== DATA SHOWN ==

PR #906, opened 2015-10-16
Make composed types API similar to API for other packet types

otaviobp:
API for sending or receiving a composed type was different than other
packet types. User needed to allocate memory manually to get composed
members data and do some checks that are not necessary for other
packets. This patch tries to make a bit easier to work with packet
types.

Receiving packets changed from:

r = sol_flow_packet_get_composed_members_len(
        sol_flow_packet_get_type(packet), &len);
SOL_INT_CHECK(r, < 0, r);
packets = malloc(len * sizeof(struct sol_flow_packet *));
SOL_NULL_CHECK(packets, -ENOMEM);
r = sol_flow_packet_get(packet, &packets);
...
err_exit:
free(packets);
return r;

to:

r = sol_flow_packet_get_composed_members(packet, &children, &len);
SOL_INT_CHECK(r, < 0, r);

Sending packets changed from:

struct sol_flow_packet *composed = sol_flow_packet_new(type, children);
SOL_NULL_CHECK(composed, -ENOMEM);
return sol_flow_send_packet(node, 0, composed);

to:

return sol_flow_send_composed_packet(node, 0, type, children);

### DIFF
--- a/data/scripts/sol-flow-node-type-stub-gen.py
+++ b/data/scripts/sol-flow-node-type-stub-gen.py
@@ -337,7 +337,7 @@ send_%(name)s_packet(struct sol_flow_node *src, uint16_t src_port
 static int
 send_%s_packet(struct sol_flow_node *src, uint16_t src_port, %s)
 {
-   struct sol_flow_packet **children, *composed_packet;
+   struct sol_flow_packet **children;
    const struct sol_flow_packet_type *p_type;
    uint16_t len, i;
    int r;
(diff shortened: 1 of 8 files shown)


otaviobp:
@cabelitos take a look

barbieri:
Why not a sol-vector?

otaviobp:
It was already a regular array when I touched the code. If there is no issue in changing it to sol_vector, I will

otaviobp:
Why not sol-vector: As this array has a fixed size it won't get bigger or smaller. Using a sol-vector would allocate unnecessary extra space.

glima:
This belongs in another PR now, no?

otaviobp:
I put this is a separate pr because I don't want the discussions about json create nodes to block this pr.

barbieri:
I wondered this would be an answer. Then I thought if we should have a way to flag this somehow. Or use another struct to do so.

My point is that it will common to have this pattern and if we should try to cover it or not.

So far leave it like you proposed.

===

-- ABOUT THIS TASK --
"changed" is the string to look for; please copy every line of the records above where it appears.

-- EXERCISE OUTPUT --
Receiving packets changed from:
Sending packets changed from:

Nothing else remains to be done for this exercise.